Hunt for the word "XXXXXXXXXX" across the entries below, copying each line that holds it.

* **Data excerpts**
***
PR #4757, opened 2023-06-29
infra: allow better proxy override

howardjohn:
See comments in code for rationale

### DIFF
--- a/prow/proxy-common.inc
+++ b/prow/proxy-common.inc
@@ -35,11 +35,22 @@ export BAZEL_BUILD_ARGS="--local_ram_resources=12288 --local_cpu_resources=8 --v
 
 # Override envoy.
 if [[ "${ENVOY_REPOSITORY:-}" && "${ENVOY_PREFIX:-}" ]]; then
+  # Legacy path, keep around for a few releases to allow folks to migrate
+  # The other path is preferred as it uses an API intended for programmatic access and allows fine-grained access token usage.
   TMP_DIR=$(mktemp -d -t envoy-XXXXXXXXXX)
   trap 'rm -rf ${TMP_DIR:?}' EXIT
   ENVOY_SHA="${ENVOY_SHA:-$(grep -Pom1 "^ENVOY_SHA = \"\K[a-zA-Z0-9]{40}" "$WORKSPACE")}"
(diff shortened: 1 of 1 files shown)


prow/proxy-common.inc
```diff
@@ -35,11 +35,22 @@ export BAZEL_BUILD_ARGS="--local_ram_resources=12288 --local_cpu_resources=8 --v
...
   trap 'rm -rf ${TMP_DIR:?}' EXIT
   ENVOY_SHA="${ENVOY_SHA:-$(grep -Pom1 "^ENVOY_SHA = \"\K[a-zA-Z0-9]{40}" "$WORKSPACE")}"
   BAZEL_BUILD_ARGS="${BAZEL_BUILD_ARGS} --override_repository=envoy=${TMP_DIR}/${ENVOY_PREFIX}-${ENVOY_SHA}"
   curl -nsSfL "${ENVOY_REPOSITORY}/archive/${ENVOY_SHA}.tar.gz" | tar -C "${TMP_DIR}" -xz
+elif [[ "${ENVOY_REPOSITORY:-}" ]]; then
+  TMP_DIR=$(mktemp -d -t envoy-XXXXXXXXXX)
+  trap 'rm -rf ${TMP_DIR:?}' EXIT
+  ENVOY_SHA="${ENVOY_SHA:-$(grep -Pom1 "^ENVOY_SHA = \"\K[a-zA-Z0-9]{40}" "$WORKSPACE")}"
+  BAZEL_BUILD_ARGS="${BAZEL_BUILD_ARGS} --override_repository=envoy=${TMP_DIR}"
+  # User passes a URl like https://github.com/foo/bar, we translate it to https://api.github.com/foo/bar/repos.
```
***
* **Your response**
   TMP_DIR=$(mktemp -d -t envoy-XXXXXXXXXX)
+  TMP_DIR=$(mktemp -d -t envoy-XXXXXXXXXX)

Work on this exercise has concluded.